For local television watchers, some of those changes are already in evidence. Cumberbatch said the city’s drawn-out talks prompted Comcast to offer a broader array of channels. Comcast officials did not return phone calls. But Cumberbatch said the cable company has said in the past it had already planned to begin offering more channels, regardless of negotiations.

High school

shows possible

For Oak Harbor residents, the new franchise agreement promises more public access channels. Currently, the city operates a public access channel that runs taped city council meetings and other public information. That channel, formerly 10, is now channel 21.

Other public access channels are in the works, Cumberbatch said. The new franchise agreement, if approved by the city council, will give local students the chance to air high school-produced programming.

Comcast also agreed to provide a third public access channel, should the first two become filled with programming, Cumberbatch said.

“While it’s a cable franchise with the city, the school district is a part of us,” Cumberbatch said. “It’s really interesting, fascinating things going on at the high school.”

Already, students from the high school’s video class assist in taping city council meetings, Cumberbatch said.

Cumberbatch, who holds an undergraduate degree in broadcast journalism, took on the fight with Comcast with gusto.

She moved to Oak Harbor in 2001 from Aberdeen and was surprised to find how few channels were provided as part of basic cable.

“I was very vocal,” she said.

Cumberbatch, who once worked in video production at CNN in Atlanta before heading to law school, holds more than a passing familiarity with the television industry.

Surprisingly, so does Mary Owens, the mayor’s secretary, who once worked as a cable operator.

Owens was able to speak the lingo, Cumberbatch said, and was instrumental in helping question some of the negotiation positions.

“Comcast would say we can’t do something and Mary would say, ‘oh yes you can,’” Cumberbatch said.

The city didn’t get everything on its wish list. Cumberbatch said plans for a fiber optic ring connecting the city and schools fell through.

But the city was able to secure new equipment for its council chambers.

The cable company will be able to recoup those costs by passing on a franchise fee to customers of about 50 cents a month, Cumberbatch said.

Still, there’s no question that local residents now have more TV to choose from.

So far, the rates are lower than for cable subscribers in other cities around Puget Sound. Basic cable in Oak Harbor goes for $36.99, not counting tax and franchise fees. That’s $3 less per month than in other places with a similar number of channels.

However, Cumberbatch said Comcast plans to raise prices by the end of the year.


TV trouble in some apartments

For most Oak Harbor cable customers, recent changes to the city’s franchise agreement with Comcast are all positive. After all, most people are getting twice the channels they used to and paying the same price, at least until the end of the year.

The one down note, is for people who live in condos or apartments. In some cases, landlords and condominium associations are not signing service agreements with Comcast.

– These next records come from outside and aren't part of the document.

PR #726, opened 2022-09-17
Storage Solution

OleksandrKolisnyk:


src/main/java/core/basesyntax/impl/StorageImpl.java
```diff
@@ -1,19 +1,50 @@
...
+        keys = (K[]) new Object[MAX_SIZE_STORAGE];
+        values = (V[]) new Object[MAX_SIZE_STORAGE];
+    }
+
     @Override
     public void put(K key, V value) {
+        int indexForPut = sizeStorage;
+        boolean isKeyExist = false;
+        for (int i = 0; i < sizeStorage; i++) {
+            if (Objects.equals(key,(keys[i]))) {
```
kozhukhovsky, line 23: image
[Common mistakes](https://mate-academy.github.io/jv-program-common-mistakes/java-core/generics/storage.html)

kozhukhovsky (changes requested):
Before you create PR with your homework, you need to go through the checklist under the task and correct all the points described there. The mentor will not check the work until the checklist points are corrected

src/main/java/core/basesyntax/impl/StorageImpl.java
```diff
@@ -3,17 +3,47 @@
...
+    public StorageImpl() {
+        sizeStorage = 0;
+        keys = (K[]) new Object[MAX_SIZE_STORAGE];
+        values = (V[]) new Object[MAX_SIZE_STORAGE];
+    }
+
     @Override
     public void put(K key, V value) {
+        int indexForPut = sizeStorage;
+        boolean isKeyExist = false;
```
kozhukhovsky, line 20: This is redundant logic.
We still run through the array, and if we have a key, we have an index, it is enough to put a new value at this index.
If we do not have such a value, then after that it is simply enough to put the key and value in the required arrays.

kozhukhovsky (changes requested):

kozhukhovsky (approved):
Good job!

PR #734, opened 2022-09-28
Implement StorageImpl class

shmex-j:


src/main/java/core/basesyntax/impl/StorageImpl.java
```diff
@@ -2,18 +2,64 @@
 
 import core.basesyntax.Storage;
 
+@SuppressWarnings("unchecked")
```
liliia-ponomarenko, line 5: Do you really need this annotation?

src/main/java/core/basesyntax/impl/StorageImpl.java
```diff
@@ -2,18 +2,64 @@
...
 public class StorageImpl<K, V> implements Storage<K, V> {
+    public static final int STORAGE_CAPACITY = 10;
```
liliia-ponomarenko, line 7: This constant should  be private

src/main/java/core/basesyntax/impl/StorageImpl.java
```diff
@@ -2,18 +2,64 @@
...
+                if (keys[i] == null) {
+                    values[i] = value;
+                    return;
+                }
+                break;
+            }
+            if (key.equals(keys[i])) {
+                values[i] = value;
+                return;
+            }
```
liliia-ponomarenko, line 31: Can we combine this conditional?

src/main/java/core/basesyntax/impl/StorageImpl.java
```diff
@@ -2,18 +2,64 @@
...
+        for (int i = 0; i < size; i++) {
+            if (key == null && keys[i] == null) {
+                return (V) values[i];
+            } else if (key == null) {
+                continue;
+            }
+            if (key.equals(keys[i])) {
+                return (V) values[i];
+            }
+        }
```
liliia-ponomarenko, line 57: the same here 
and I guess you can use method ```get()``` in method  ```put()```😉

liliia-ponomarenko (changes requested):
good solution! Let’s improve it😉

liliia-ponomarenko (approved):
good job! 🔥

That means those residents aren’t getting the additional channels and their picture may be cutting in and out, said city attorney Allison Cumberbatch.

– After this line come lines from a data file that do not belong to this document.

PR #736, opened 2022-09-29
implemented Storage interface in the StorageImpl class according to t…

igorgalenko:
…he assignment

### DIFF
--- a/src/main/java/core/basesyntax/impl/StorageImpl.java
+++ b/src/main/java/core/basesyntax/impl/StorageImpl.java
@@ -3,17 +3,44 @@ package core.basesyntax.impl;
 import core.basesyntax.Storage;
 
 public class StorageImpl<K, V> implements Storage<K, V> {
+
+    private static final int ARRAY_BOUND = 10;
+    private K[] storageKeys;
+    private V[] storageValues;
+    private int storageSize;
+    private int currentIndex;
+
+    public StorageImpl() {
+        storageKeys = (K[]) new Object[ARRAY_BOUND];
+        storageValues = (V[]) new Object[ARRAY_BOUND];
+    }
+
     @Override
     public void put(K key, V value) {
+        if (get(key) != null) {
+            storageValues[currentIndex] = value;
+            return;
+        }
+        storageKeys[storageSize] = key;
+        storageValues[storageSize] = value;
+        storageSize++;
     }
 
     @Override
     public V get(K key) {
+        for (currentIndex = 0; currentIndex < storageKeys.length; currentIndex++) {
+            if (key == storageKeys[currentIndex]) {
+                return storageValues[currentIndex];
+            }
+            if (storageKeys[currentIndex] != null && storageKeys[currentIndex].equals(key)) {
+                return storageValues[currentIndex];
+            }
+        }
         return null;
     }
 
     @Override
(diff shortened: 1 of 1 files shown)


src/main/java/core/basesyntax/impl/StorageImpl.java
```diff
@@ -3,17 +3,44 @@
...
+        storageKeys = (K[]) new Object[ARRAY_BOUND];
+        storageValues = (V[]) new Object[ARRAY_BOUND];
+    }
+
     @Override
     public void put(K key, V value) {
+        if (get(key) != null) {
+            storageValues[currentIndex] = value;
+            return;
+        }
```
hronograf, line 23: it is interesting solution, really cool!
also, when we use `currentIndex` across different functions it can produce bugs, 
because we have some shared state for our functions
so it would be better if we had function like `private int indexOf(K key)`

but solution is really interesting 🧠

src/main/java/core/basesyntax/impl/StorageImpl.java
```diff
@@ -3,17 +3,44 @@
...
 
     @Override
     public V get(K key) {
+        for (currentIndex = 0; currentIndex < storageKeys.length; currentIndex++) {
+            if (key == storageKeys[currentIndex]) {
+                return storageValues[currentIndex];
+            }
+            if (storageKeys[currentIndex] != null && storageKeys[currentIndex].equals(key)) {
+                return storageValues[currentIndex];
+            }
```
hronograf, line 37: here we have the same body for our if-statements
let's merge them, so we will have one if-statement

hronograf (changes requested):
Cool!

src/main/java/core/basesyntax/impl/StorageImpl.java
```diff
@@ -3,17 +3,44 @@
 import core.basesyntax.Storage;
 
 public class StorageImpl<K, V> implements Storage<K, V> {
+
```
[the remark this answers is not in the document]
igorgalenko: I really don't understand where it appeared from) I didn't do it on purpose

src/main/java/core/basesyntax/impl/StorageImpl.java
igorgalenko: Yeah...but after refactoring my code not so elegance :(

src/main/java/core/basesyntax/impl/StorageImpl.java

The reason some people aren’t signing the service agreements boils down to liability.

The contracts limit liability for cable employees who accidentally cut a sewer line, for example.

There’s no guarantee, under the service agreements, that the cable company will pay to repair it.

Some folks have complained to the city about the service agreements. Some have retained attorneys to iron out the problem, city officials say.

This problem does not affect average homeowners because they receive their cable service through cable lines running beneath the public-right-of-way.

That’s not true of those who live in larger living units, where the cable company needs to come on the property to set up switching boxes and other equipment.